Bonjour encore, Vietnam
Bonjour Vietnam, bonjour Saigon, nous sommes de retour ! Cela fait deux ans que nous avons terminé nos vacances ici. C'était à la fin d'une tournée de 4 semaines du Nord au Sud du...


Publié: 15.11.2025
Moments
ce sont des moments qui me restent en tête.
La paix sur le visage du soldat, alors que des mains d'enfants touchent sa barbe.
Ho Chi Minh - en tant qu'étudiant en France, croyant en un Vietnam unifié pendant la période de séparation entre le Vietnam du Sud et le Vietnam du Nord, et se tournant vers les États-Unis pour demander de l'aide. Avec une demande de soutien pour la conception d'une constitution démocratique vietnamienne, qui devrait s'inspirer de la constitution des États-Unis d'Amérique.
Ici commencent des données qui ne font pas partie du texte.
PR #1406, opened 2017-12-26
Verify when doing 'backupwallet' that destination is not the same path of the original wallet.dat file.

### LINKED ISSUE #1402: Backupwallet RPC call destroyed wallet if target equals the source wallet file
See this issue in bitcoin : https://github.com/bitcoin/bitcoin/issues/11375

Actually happened to me today.

rllola:
Fix #1402


rnicoll:
Looks good from a quick glance, thanks for this! I'll give it a quick test before merging, but should go in this week.

rnicoll:
Many thanks for this!

PR #1411, opened 2017-12-30
1.14 check block version

rnicoll:


rnicoll:
This stops the warning about block version numbers.

src/validation.cpp
```diff
@@ -1721,12 +1721,14 @@ int32_t ComputeBlockVersion(const CBlockIndex* pindexPrev, const Consensus::Para
...
+    // FIXME: Active version bits after the always-auxpow fork!
+    /* for (int i = 0; i < (int)Consensus::MAX_VERSION_BITS_DEPLOYMENTS; i++) {
         ThresholdState state = VersionBitsState(pindexPrev, params, (Consensus::DeploymentPos)i, versionbitscache);
         if (state == THRESHOLD_LOCKED_IN || state == THRESHOLD_STARTED) {
             nVersion |= VersionBitsMask(params, (Consensus::DeploymentPos)i);
         }
-    }
+    } */
 
     return nVersion;
```
langerhans: Wouldn't this now always return `VERSIONBITS_TOP_BITS`?

rnicoll:
Reverted the block number calculation change and just jammed the version number in as fixed again.

PR #1413, opened 2018-01-01
Add Dogecoin current fee calculation logic

rnicoll:


rnicoll:
Early tests suggest this is producing crazy high fees (i.e. https://chain.so/tx/DOGETEST/5280a8c612ba0502c2b024fcaeaa37abf0eaee42abe4e9ff95ad109639f4b484 ) but at least it's closer than not having it in, merging for now

PR #1414, opened 2018-01-01
Change result from getauxblock to BIP22 validation state

rnicoll:


langerhans:
This should probably include https://github.com/dogecoin/dogecoin/commit/e2334c99e

rnicoll:
Actually with https://github.com/dogecoin/dogecoin/commit/e2334c99e it's basically no-change isn't it? This adds a more complex return which `e2334c99e` then turns back into a simple one?

This is probably a "Does not need to be applied" in hindsight.

langerhans:
https://github.com/dogecoin/dogecoin/commit/e2334c99e also adds a compatibility method though. I do not know what current pool implementations use so I'd rather have us offer both variants. Or am I missing something here?

rnicoll:
I'll check, but it doesn't look like `getauxblockbip22` is actually exposed anywhere

langerhans:
`getauxblock` decides based on the parameters what to return. So it is kinda exposed.

rnicoll:
Ah, got it! Yup will get that glued on in.

PR #1415, opened 2018-01-01
Change count type used by `gettxoutsetinfo`

rnicoll:
changing CAmount (is a int64_t) to arith_uint256 for nTotalAmount in CCoinsStats to prevent overflow

### DIFF
--- a/src/rpc/blockchain.cpp
+++ b/src/rpc/blockchain.cpp
@@ -808,7 +808,7 @@ struct CCoinsStats
     uint64_t nTransactionOutputs;
     uint64_t nSerializedSize;
     uint256 hashSerialized;
-    CAmount nTotalAmount;
+    arith_uint256 nTotalAmount;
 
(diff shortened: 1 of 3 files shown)


rnicoll:
Result looks sane, but I still need to check total against a 1.10 node before we merge this.

rnicoll:
This produces slightly different results on 1.10 and 1.14, but personally I'm fairly comfortable that's because we're not doing ill-advised things with double precision numbers, rather than a fault in the new version.

rnicoll:
1.14: `"total_amount": 104591773511.59000089`
1.10: `"total_amount": 104592845336.59001160`

langerhans:
Did you compare the value of `txouts`? The UTXO set changes quickly might just be that the two nodes were in different states.

rnicoll:
I did, and compared on different blocks as well, the error between the two is fairly consistent. As said, fairly confident this is due to misuse of doubles in 1.10.

PR #1417, opened 2018-01-02
Rebase 1.14 work on 1.15 so basic sync completes

rnicoll:


rnicoll:
I definitely want to release 1.14 as its own version, to avoid problems with deprecated/removed RPC functions, but rebasing that work on 1.15 now so we can test the two in parallel.

Most importantly, note that right now this doesn't include `getauxpow` because neither does Namecore 0.15.

rnicoll:
Abandoning the idea of staggered PRs for 1.15, and going to make a single big-bang PR. Closing this one .

PR #1420, opened 2018-01-05
Change fPIE to fPIC

D3m0nKingx:
By building with fPIE, the resulting binaries are "LSB shared objects" not LSB executables. When trying to run the program (double-click) with mouse it doesn't start. Therefore this change fixes this.


rnicoll:
I believe this is a change in Qt5 since 1.10 went out, I've seen something similar in 1.14 and presumed it was me, but merging as it seems more widespread.

rnicoll:
Aaaaand I've merged into master when it should be 1.10-dev. I'll get that fixed.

Un moine qui s'est immolé par le feu le 11 juin 1963 à Saigon, pour protester contre la répression de la majorité bouddhiste au Vietnam.
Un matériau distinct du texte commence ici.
PR #1425, opened 2018-01-08
Bring 1.14 fees in line with 1.10

rnicoll:
Reduce fee defaults to saner amounts

### DIFF
--- a/src/wallet/wallet.h
+++ b/src/wallet/wallet.h
@@ -49,7 +49,7 @@ static const CAmount DEFAULT_TRANSACTION_FEE = 0;
 //! -fallbackfee default
 static const CAmount DEFAULT_FALLBACK_FEE = COIN;
 //! -mintxfee default
-static const CAmount DEFAULT_TRANSACTION_MINFEE = COIN / 10;
+static const CAmount DEFAULT_TRANSACTION_MINFEE = COIN;
 //! minimum recommended increment for BIP 125 replacement txs
 static const CAmount WALLET_INCREMENTAL_RELAY_FEE = COIN * 5;
 //! target minimum change amount
--- a/src/wallet/wallet.h
+++ b/src/wallet/wallet.h
@@ -67,7 +67,7 @@ static const unsigned int DEFAULT_TX_CONFIRM_TARGET = 6;
 //! -walletrbf default
 static const bool DEFAULT_WALLET_RBF = false;
 //! Largest (in bytes) free transaction we're willing to create
-static const unsigned int MAX_FREE_TRANSACTION_CREATE_SIZE = 1000;
+static const unsigned int MAX_FREE_TRANSACTION_CREATE_SIZE = 0;
 static const bool DEFAULT_WALLETBROADCAST = true;
 static const bool DEFAULT_DISABLE_WALLET = false;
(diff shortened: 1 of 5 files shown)


src/wallet/wallet.h
```diff
@@ -47,9 +47,9 @@ static const unsigned int DEFAULT_KEYPOOL_SIZE = 100;
 //! -paytxfee default
 static const CAmount DEFAULT_TRANSACTION_FEE = 0;
 //! -fallbackfee default
-static const CAmount DEFAULT_FALLBACK_FEE = COIN * 20;
+static const CAmount DEFAULT_FALLBACK_FEE = COIN;
 //! -mintxfee default
-static const CAmount DEFAULT_TRANSACTION_MINFEE = COIN;
+static const CAmount DEFAULT_TRANSACTION_MINFEE = COIN / 10;
```
langerhans: Why ist this `COIN / 10`? From 1.10: `CFeeRate minRelayTxFee = CFeeRate(COIN);
`

rnicoll: The idea is to intentionally loosen the minimum so we've got some scope for the price to continue upwards without causing problems.

langerhans: Given we are always creating transactions at `minRelayTxFee` this change would be effectively reducing the fee for every Core user to 0.1 DOGE. I think you meant to change `DEFAULT_MIN_RELAY_TX_FEE`?

Turupawn:
I don't see a reason to reduce the fee. 1Ð fee is easy to understand and explain to my fellow friends new to the cryptos.
I don't think using decimals (0.1Ð) is making doge easier to understand.
I understand that the dogecoin it's rasing it's value compared to usd.
But last time I checked 1Ð = 1Ð

rnicoll:
So the default amounts will stay the same, so 1 DOGE will be the normal fee, this is just giving us scope for moving to a more flexible model later. Realistically we have to avoid turning into something that's too valuable to use, it would be crazy.

GaryLittlemore:
At the current price $1 is 0.01475808492078891 doge, keeping the fee low is a must. Could it not be coded that the fee would be variable depending on the price but it would always be  equivalent to say 50 Cent?

langerhans:
No, that is not possible as this would require the client knowing about exchange rates. Ain't gonna happen ;) Fees can already be set by users and miners. These are merely default fees. Yet, I'd be fine with keeping them at 1 DOGE as this is just over a penny. Even a tenfold increase in price would make it 10-15 cents which is still a lot better than paying a 50$ fee on a 25$ transactions cause you have some small outputs to spend 😂

PeterOdeus:
The 1-doge fee is a cognitive cornerstone for simplicity. If we're
anticipating a price-increase as a general tidal effect of all crypto, I'd
rather contemplate an event like "The Doubling": A 2:1 increase of both
mining fee and wallet holdings. Effectively halving the Dogecoin price
while maintaining the marketcap.

rnicoll:
I've just realised why everyone's commenting on this...

Shibes, I screwed up the first version of 1.14 and it had 10x regular fees. This was just me putting it back down to 1 DOGE. Stop panicking!

PR #1427, opened 2018-01-08
Enforce minor Dogecoin parameters

rnicoll:
* Enable block constraints properly to reflect that Doge always had BIP16 and BIP30
* Update time-based constants including prune block size and fork detection parameters


Dafeesh:
I believe hard fork conditions were kept in for historical (or theoretical replay purposes). At least that's the reason why Bitcoin leaves them in. Should Dogecoin keep them in, too? I'm honestly not sure.

rnicoll:
You mean the BIP16/BIP30 conditions? I'm leaving the code in but disabled because it makes it easier to re-apply the patches for later versions.

PR #1430, opened 2018-01-09
Add block height to block notification substitution options

rnicoll:


greenbigfrog:
What use cases are there for this?

rnicoll:
It's backwards compatible with previous releases of Dogecoin Core. I'm not strictly speaking sure who actually uses it, but we'd rather not drop functionality we had unless it causes problems.

greenbigfrog:
I've never seen the %i option, haven't really used the notification either way in a while, so I must have just missed it.

PR #1432, opened 2018-01-09
Paper wallet creator for Dogecoin QT

rnicoll:


langerhans:
I guess this needs a rebase after #1429 is in.

PR #1433, opened 2018-01-09
Update payment protocol to match Dogecoin

rnicoll:


src/qt/paymentrequest.proto
```diff
@@ -1,24 +1,25 @@
 //
-// Simple Bitcoin Payment Protocol messages
+// Simple Dogecoin Payment Protocol messages
+// Derived fromthe Bitcoin Payment Protocol
```
greenbigfrog: **from the**

PR #98, opened 2021-11-17
chore: make tags run as backfill every time

nlewis84:
### About
This PR addresses a problem with the delta DAG properties that was causing rock tag DAG to not work.

Screen Shot 2021-11-17 at 8 39 58 AM

### Testing
@tomthornton I could use some help with testing this out.

### Screenshots

Screen Shot 2021-11-17 at 9 26 18 AM


tomthornton (approved):

vinnyjth:
FWIW - I'm not certain that was actually the issue, it could be something else entirely. I would love to address the root cause :)

nlewis84:
@tomthornton is in there right now checking another issue, so he can probably knock out two birds with one stone.

vinnyjth:
@nlewis84 awesome!

tomthornton:
@vinnyjth yeah I agree. How's this? https://github.com/ApollosProject/apollos-shovel/pull/99

PR #99, opened 2021-11-17
fix: Rock Tags Delta Fix

tomthornton:
### About
This changes the filter params for delta DAG runs for rock tags


vinnyjth (approved):

vinnyjth:
Looks great! Thanks @tomthornton

PR #103, opened 2021-11-23
Setup rock media to support assets

vinnyjth:
Working in Church of Eleven 22

image


redreceipt:
I'm confused on what this does? we already have image URLs in woodmen (and others)

vinnyjth:
Image field types work, but the asset field type storing images does not work currently.

vinnyjth:
I think that's similar to what NS used to store image assets on S3

redreceipt (approved):

PR #105, opened 2021-11-29
chore: Add video name to metadata from Rock

tomthornton:
### About
For selecting different videos within the app, we need names. This will use the abbreviated name or the description

### Testing
Run the content item backfill on core

### Screenshots
Screen Shot 2021-11-29 at 12 26 56 PM


tomthornton:
The rock tag changes are from my code formatter

dags/rock/rock_media.py
```diff
@@ -179,6 +179,8 @@ def map_attributes(self, content_item, attribute):
                     print(image_dimensions)
                     print(attribute)
                     print(media_value)
+        if media_type == "VIDEO" and media_value:
+            metadata["name"] = attribute["AbbreviatedName"] or attribute["Description"]
```
vinnyjth, line 183: Will accessing the attribute dictionary like this result in a `KeyError` if the item doesn't have an "AbbreviatedName " or "Description" key?

tomthornton: Since there is no `$select` param passed, all of the attributes *should* be present. But it couldn't hurt to add the safeget around it.

vinnyjth: True, I'm not sure all rock instances will have the same attributes attached to them out of the box.

vinnyjth (approved):

PR #107, opened 2021-12-01
Added support for action table features

vinnyjth:
### About
Adds support for ActionTable features in the API. 

Right now the interface is pretty strict. 

Your matrix needs to have a JSON formatted value
Your matrix needs at least two keys, "Link" and "Title" for each row.
Your matrix needs to be a attribute with the key "ActionTable"

### Testing

You should see that I've tested it against E22 in the cluster and created an ActionTable feature.

### Screenshots

Screen Shot 2021-12-01 at 3 14 48 PM


redreceipt (approved):
Nice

Le Palais de la Réunification, un objet photo prisé par les touristes, qui, en raison du manque de temps lors de leur visite, se tiennent en dehors de la clôture. J'ai le temps et j'apprécie de me photographier moi-même dans le jeu cosmétique de la Première Dame.
Thomas a écrit un merveilleux reportage avec des photos sur le Palais de la Réunification : vakantio.de/worldwrite
La constante agitation, la joie de créer, peindre, embellir, empaqueter, décorer et célébrer, rendent la ville animée et vivante ; c'est étonnant tout ce qui est possible. Le petit chien qui veut jouer, la vendeuse de rue qui est ravie d'avoir fait un commerce équitable et amical avec Thomas. Un scooter, qui est soigneusement emballé. Un scooter qui doit s'adapter à l'espace de stockage d'un bus pour le transport. Les filles qui s'exercent et sont heureuses que je les remarque. Les hommes qui jouent au foot sans que le ballon ne touche le sol. Un touriste qui est un motif photo pour les Vietnamiennes - vue sous un autre angle :-). Les petites boutiques où les ingrédients pour les délicieux plats sont fabriqués. Les ruelles étroites où l'on peut voir, à droite et à gauche, les espaces privés des habitants. Aucune protection visuelle, aucune séparation contre les regards. Un panneau dans les toilettes d'un hôtel pour rappeler de se comporter correctement. Et ! Il y a dans les grands magasins, tant dans les toilettes pour femmes que pour hommes, des espaces à langer pour les enfants.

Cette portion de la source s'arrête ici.